Mind the Inclusivity Gap: Multilingual Gender-Neutral Translation Evaluation with mGeNTE
This addresses the problem of inclusive multilingual technologies for users of languages with gendered morphology, but it is incremental as it builds on existing GNT research with a new resource and evaluation.
The paper tackled the challenge of gender-neutral translation (GNT) across multiple languages by introducing mGeNTE, an expert-curated resource, and found that state-of-the-art language models recognize when neutrality is appropriate but fail to consistently produce neutral translations, limiting usability.
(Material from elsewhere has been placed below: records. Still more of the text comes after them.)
PR #1425, opened 2026-09-05
Remove ambient situation references from endpoints without situationIds

### LINKED ISSUE #1421: Remove ambient references.situations from endpoints without situationIds
## Background

We have standardized the OBA API situation-reference contract in the Maglev GitHub wiki:

> `data.references.situations` contains exactly the service-alert situation objects needed to resolve `situationIds` values that appear somewhere in the response data. If the response data has no `situationIds` values, `data.references.situations` is empty.

See the Maglev GitHub wiki page: [Situation-References](https://github.com/OneBusAway/maglev/wiki/Situation-References).

This means `references.situations` is a true reference pool, not an ambient alert-enrichment channel. A situation should not appear merely because it may affect a route, stop, agency, or trip returned by the endpoint. Without a corresponding `situationIds` field, clients have no reliable context for associating the situation with the rest of the response.

## Current problem

Some Maglev endpoints still populate `data.references.situations` even though their response data contains no `situationIds` field.

Known affected endpoints/code paths:

- `GET /api/where/route/{id}.json`
  - `internal/restapi/route_handler.go`
- `GET /api/where/search/route.json`
  - `internal/restapi/route_search_handler.go`
- `GET /api/where/search/stop.json`
  - `internal/restapi/search_stops_handler.go`
- `GET /api/where/stops-for-location.json`
  - `internal/restapi/stops_for_location_handler.go`

These situation objects are ambient: they are not referenced by `entry.situationIds`, `list[].situationIds`, `tripStatus.situationIds`, or any other field in the response data.

This is inconsistent with the documented endpoint specs in the Maglev GitHub wiki, especially:

- `Situation-References`
- `route`
- `search-route`
- `search-stop`
- `stops-for-location`

## Desired behavior

For endpoints with no `situationIds` fields, `data.references.situations` should be an empty array, even when matching service alerts exist for the queried/returned routes or stops.

Specifically:

- `route` should include the owning agency reference, but no situation references.
- `search/route` should include agency references for returned routes, but no situation references.
- `search/stop` should include route/agency/parent-stop references as applicable, but no situation references.
- `stops-for-location` should include route/agency/stop references as applicable, but no situation references.

Endpoints that already expose explicit `situationIds` should continue to include matching situation references.

## Implementation notes

Remove ambient situation population from the affected handlers. Likely removals include calls to:

- `api.GtfsManager.GetAlertsForRoute(...)`
- `api.collectAlertsForRoutes(...)`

Avoiding the propagation of undue (binary) gender inferences and default masculine language remains a key challenge towards inclusive multilingual technologies, particularly when translating into languages with extensive gendered morphology. Gender-neutral translation (GNT) represents a linguistic strategy towards fairer communication across languages. However, research on GNT is limited to a few resources and language pairs. To address this gap, we introduce mGeNTE, an expert-curated resource, and use it to conduct the first systematic multilingual evaluation of inclusive translation with state-of-the-art instruction-following language models (LMs). Experiments on en-es/de/it/el reveal that while models can recognize when neutrality is appropriate, they cannot consistently produce neutral translations, limiting their usability. To probe this behavior, we enrich our evaluation with interpretability analyses that identify task-relevant features and offer initial insights into the internal dynamics of LM-based GNT.